The Xerox version of the game was adapted by Christopher Kent for the X Window System at DEC in 1986 as X MazeWars. This version was based directly on the Xerox source code, which Kent, who had first been shown the game at RAND by Guyton, received from a former Xerox employee. In 1987, MacroMind released a version of the game for the Apple Macintosh titled Maze Wars+, which was playable on the AppleTalk local network by up to 30 players. The game featured five different character avatars, including an eyeball similar to that found in the Xerox version of the game, four different types of robot players, additional maze features such as teleporters, and walls made of lines rather than blocks. Advertisements for the game referred to it as "a direct descendant of the well known M.I.T. and Xerox PARC network classics" and at one point listed it as for sale directly by MacroMind for US$49.95. It was followed by Super MazeWars by Callisto for Mac OS in 1992, which was bundled with Macintosh computers for a time.

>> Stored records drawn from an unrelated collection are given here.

PR #47, opened 2016-10-05
Allows dots in strap line

richardjm:
Dots weren't allows to try to prevent "100. Rubbish" which github would render as "1. Rubbish" - now force a dash(-) between the priority and the strap line text instead.

### DIFF
--- a/Public/Select-ReleaseNotes.ps1
+++ b/Public/Select-ReleaseNotes.ps1
@@ -72,7 +72,7 @@ function GetSummary($productName, $release, $accumulator) {
   Date = '^#+\s*.*(?<date>\d\d\d\d.\d\d.\d\d)'
   Header = '^#+\s*(?<header>.+):?$'
   StraplineBlock = '^#+\s*Strapline\s*$'
-  Strapline = '^\s*(?<priority>[0-9]+)\s*-?\s*(?<feature>[^\.]*)\s*$'
+  Strapline = '^\s*(?<priority>[0-9]+)\s*-\s*(?<feature>.*)\s*$'
 
   Example input
   -------------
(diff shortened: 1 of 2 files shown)


Public/Select-ReleaseNotes.ps1
```diff
@@ -190,7 +190,7 @@ function Select-ReleaseNotes {
     $HeaderRegex = '^#+\s*(?<header>.+):?\s*$'
     $DateRegex = '^#+\s*.*(?<date>\d\d\d\d.\d\d.\d\d)'
     $StraplineStartRegex = '^#+\s*Strapline\s*$'
-    $StraplineRegex = '^\s*(?<priority>[0-9]+)\s*-?\s*(?<feature>[^\.]*)\s*$'
+    $StraplineRegex = '^\s*(?<priority>[0-9]+)\s*-\s*(?<feature>.*)\s*$'
```
ChrisLambrou: This is a breaking change. Are we sure that builds with release notes that don't currently contain the mandatory dash won't silently fail? i.e. do builds blow up if the new format isn't satisfied, or will the strapline simply be absent from those builds?

ChrisLambrou: Also, this isn't necessarily a bug introduced by this PR, but it seems as though the intention of the regex is to exclude trailing white-space before the end of the line, right? The regex ends with `\s*$`, which lies after the `<feature>` group. However, both the new `(?<feature>.*)` and the old `(?<feature>[^\.]*)` would match greedily, which would include that trailing white-space. Maybe your new regex could end with `(?<feature>.*?)\s*$` instead?

ChrisLambrou:
It looks reasonable to me, as long as you've considered how to handle projects that might get broken by this change.

richardjm:
So far this facility isn't used, I was just testing the first use of it. So a breaking change but no uses so far.

ChrisLambrou:
:shipit:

Several other games based on the Maze concept, with a variety of graphical styles and differences from the original versions, were released in the 1980s and 1990s. These include MIDI Maze for the Atari ST by Xanth Software in 1987, which was ported as Faceball 2000 to the Game Boy, Super Nintendo Entertainment System, and Game Gear; Oracle Maze, a demo application at the Interop 92 conference to demonstrate Oracle's networking technology connecting many different companies' computers; MazeWars for NeXTSTEP by Mike Kienenberger in 1994, and MazeWars for Palm OS by IndiVideo in 1998.